I work organizing historic motor racing and I also work laying out a magazine which reports historic motor racing - most of it takes place in Europe, a tiny bit in the US and Australia and New Zealand. There are a hell of alot of Ford Escorts around here - they are like flies. I would even expect there are clubs dedicated to them and races specifically for them. Every pre 1980 touring car race is littered with them. The later ones look ridiculous with huge wheel arches and wide wheels - they are getting really popular out here. Another similar car which I much prefer is the Ford Capri. It used to be the biggest load of cr*p car out here and is even the butt of several old jokes but now they look bad*ss and I'd love to have one.  A good old car with a long bonnet (that mean 'hood' in british english) looks good compared to all this modern flat fronted crap you get nowadays. 
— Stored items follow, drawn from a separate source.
PR #5609, opened 2025-05-15
[COST-5523] Update tag handler to account for tag mappings

myersCody:
## Jira Ticket

[COST-5523](https://issues.redhat.com/browse/COST-5523)

## Description

This change will apply tag mapping logic to the tags/ endpoint. 

## Testing
Instructions outlined in the issue

## Release Notes
- [ ] proposed release note

```markdown
* [COST-5523](https://issues.redhat.com/browse/COST-5523) Support tag mappings within tags API
```

## Summary by Sourcery

Apply tag mapping logic to the tags API to merge child tag values under parent tags and adjust filtering accordingly

New Features:
- Introduce support for tag mappings in the tags endpoint to aggregate child tag values under their parent tags

Enhancements:
- Add a "child_keys" filter to include mapped child tags when filtering by key
- Exclude child tags from the tag key listings to prevent duplicates

Tests:
- Add unit test to verify that child tags are merged under the parent tag and their values are aggregated correctly


lcouzens:
@myersCody I think there's a bug in here after the last changes. After I look at the tags endpoint `api/cost-management/v1/tags/aws/` after mapping child/parent tags plus hit resummary we seem to have all tag values associated with all tag keys. :confused: Might be worth double checking this.

maskarb (approved):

I am guessing they aren't yet popular in the states. The states is known in the historic motor racing world to be very different than the rest of the world in how it operates. Cars are totally tweeked without homologation and outside of FIA principles so they aren't eligible to race historically because they are full of modern parts that aren't acceptable in a historic race. Maybe that has something to do with it. That and the the fact that people out there love muscle cars and they are just more popular than smaller cars.  People race muscle cars out here but they are only tweeked according to the homologated year and class the car is racing under.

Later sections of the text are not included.